YOUR OBJECTIVE
Please restate the data exactly, from the first line to the last.

TASK INPUT

══════

PR #31, opened 2017-05-18
Reorganize examples to make them language-specific directories.

dlorenc:
This will make it easier to link to a language-specific README inside a language-specific directory :)


examples/go/BUILD
```diff
@@ -0,0 +1,19 @@
...
+    name = "hello_go",
+    srcs = ["main.go"],
+)
+
+docker_build(
+    name = "go_example",
+    base = "//base:base",
+    cmd = ["./hello_go"],
+    files = [":hello_go"],
+)
```
mattmoor: newline @ EOF

dlorenc:
> Can you confirm the Java move works? I remember battling with java because I originally had it under examples/, but Bazel freaked out about stuff.

Ah good call, it builds but doesn't run. I'll dig in a bit more.

dlorenc:
OK, this should be good to go.

PR #25, opened 2017-05-17
Add structure tests for our images.

dlorenc:
This is a companion PR to https://github.com/GoogleCloudPlatform/runtimes-common/pull/180

This won't work until that is merged and I include the workspace changes, but I've tested this locally using local_repository.

PR #35, opened 2017-05-18
Switch back to JRE.

mattmoor:


dlorenc:
Nice, sorry about this. Once I get #25 in this should be easier to catch.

══════

OUTPUT OF THE TASK
PR #31, opened 2017-05-18
Reorganize examples to make them language-specific directories.

dlorenc:
This will make it easier to link to a language-specific README inside a language-specific directory :)


examples/go/BUILD
```diff
@@ -0,0 +1,19 @@
...
+    name = "hello_go",
+    srcs = ["main.go"],
+)
+
+docker_build(
+    name = "go_example",
+    base = "//base:base",
+    cmd = ["./hello_go"],
+    files = [":hello_go"],
+)
```
mattmoor: newline @ EOF

dlorenc:
> Can you confirm the Java move works? I remember battling with java because I originally had it under examples/, but Bazel freaked out about stuff.

Ah good call, it builds but doesn't run. I'll dig in a bit more.

dlorenc:
OK, this should be good to go.

PR #25, opened 2017-05-17
Add structure tests for our images.

dlorenc:
This is a companion PR to https://github.com/GoogleCloudPlatform/runtimes-common/pull/180

This won't work until that is merged and I include the workspace changes, but I've tested this locally using local_repository.

PR #35, opened 2017-05-18
Switch back to JRE.

mattmoor:


dlorenc:
Nice, sorry about this. Once I get #25 in this should be easier to catch.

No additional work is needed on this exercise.